Düsterer, angenehm geschriebener Pageturner, dem es an Tiefe & dreidimensionalen, sympathischen Figuren fehlt

Vicious - Das Böse in uns - V. E. Schwab

Vicious - Das Böse in uns
von V. E. Schwab

~ „Vicious“ ist ein düsterer Fantasy-Roman, über den ich im Vorhinein viel Gutes gehört hatte und an den ich daher hohe Erwartungen hatte, die leider nicht erfüllt wurden. Überzeugen konnte mich der schnörkellose, angenehme, flüssig lesbare, anschauliche und für Jugendliche (ab 16) und junge Erwachsene perfekte geeignete Schreibstil. Ich bin deshalb nur so durch die Seiten geflogen! V. E. Schwabs Idee für diesen Racheroman ist vielleicht nicht ganz neu, jedoch ergänzt die Autorin gekonnt bekannte Handlungsstrukturen mit interessanten eigenen Einfällen. Der Roman beginnt sehr stark – ich dachte sogar im ersten Drittel, dass ich ein neues Lieblingsbuch vor mir habe. Leider lässt er dann nach, weil die Autorin es versäumt, bei interessanten Themen wie Tod, Freundschaft, Schuld, Familie, Außenseitertum und der Frage, was gut und was böse ist, in die Tiefe zu gehen. Ein größerer Logikfehler ist mir auch aufgefallen. Kurz: Das Potential der Geschichte konnte leider nicht vollständig genutzt werden. Bei der Figurenzeichnung weist das Buch meiner Meinung nach leider die größten Schwächen auf. Die ProtagonistInnen und Nebencharaktere wirkten auf mich flach, aufgrund ihrer Gewissenlosigkeit und ihres Egoismus unsympathisch und wie leere Hüllen. Sie hatten nichts an sich, was mich dazu gebracht hätte, mit ihnen mitzufühlen oder mitzufiebern. Ihr Schicksal blieb mir bis auf wenige Ausnahmen (Sydney und Mitch) egal. Sie schienen nur durch ihre Bösartigkeit definiert zu werden - hier fehlten mir Tiefe, eine gewisse Liebenswürdigkeit oder zumindest etwas Besonderes, das gewisse Etwas.
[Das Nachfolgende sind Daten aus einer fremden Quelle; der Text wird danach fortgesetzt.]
PR #30, opened 2016-08-11
Fixes #15837 - Allow roles assignment to hostgroups

tstrachota:


tstrachota:
I found out that assigned roles aren't saving for both hosts and hostgroups anymore. Master is affected too. I'm investigating what happened.

tstrachota:
Solved, `parameter_filter` needs to be array for 1:N relations:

Das Buch beginnt und endet spannend – leider gibt es im Mittelteil einen Durchhänger, bei der die Geschichte an Tempo verliert. Dennoch fand ich „Vicious“ unterhaltsam und wollte immer wissen, wie es weitergeht. Ich hatte mir das Buch zwar viel brutaler vorgestellt, als es schlussendlich war, dennoch sollte das Buch aufgrund der gewissenlosen ProtagonistInnen frühestens von älteren Jugendlichen (vielleicht 16 aufwärts) gelesen werden. Ich persönlich würde allerdings keine Empfehlung für Teenager aussprechen. Insgesamt ist „Vicious“ für mich ein Buch, das okay ist und das man lesen kann, das man aber nicht gelesen haben muss. ~

Bechdel-Test (zwei Frauen mit Namen sprechen miteinander über etwas anderes als einen Mann): nicht bestanden!
Frauenfeindliche / gegenderte Beleidigungen: keine! ♥

Inhalt

Als junge Medizinstudenten haben sich Eli und Victor mit extraOrdinären Menschen – Menschen, die nach einer Nahtoderfahrung Superkräfte entwickelt haben – beschäftigt und einige im wahrsten Sinne des Wortes lebensgefährliche Experimente durchgeführt. Immer besessener forschten sie an dem Thema, bis sie versuchten, selbst zu solchen extraOrdinären Personen zu werden. Seitdem ist viel passiert. Nach zehn Jahren gelingt Victor endlich der Ausbruch aus dem Gefängnis, in dem wegen Eli gelandet ist – und er hat nur ein Ziel: Rache…

Übersicht

Einzelband oder Reihe: Band #1 (Auftakt) der „Villains“-Reihe
Verlag: FISCHER Tor
Seitenzahl: 400
Erzählweise: Figuraler Erzähler, Präteritum
Perspektive: weibliche und männliche Perspektive (mehrere)
Kapitellänge: kurz
Tiere im Buch: + Im Buch wird ein Hund angefahren und zweimal getötet (einmal aus Versehen und einmal aus Gnade), beide Male wird er jedoch wiederbelebt. Er wird von einem Mädchen liebevoll umsorgt. Zusätzlich wird ein Hamster wiederbelebt.

Warum dieses Buch?

Da ich düstere Geschichten liebe, machten mich Cover, Titel und Klappentext sofort neugierig. Außerdem hatte ich schon viel Gutes in Buchcommunitys über das Buch gehört.

Meine Meinung

Einstieg (5 Lilien ♥)

Der Einstieg ist mir sofort und problemlos gelungen. Schon nach dem ersten Kapitel, in dem ein kleines Mädchen und ein Mann eine Leiche auf einem Friedhof ausgraben, ist die Neugier geweckt und man will wissen, wie es weitergeht.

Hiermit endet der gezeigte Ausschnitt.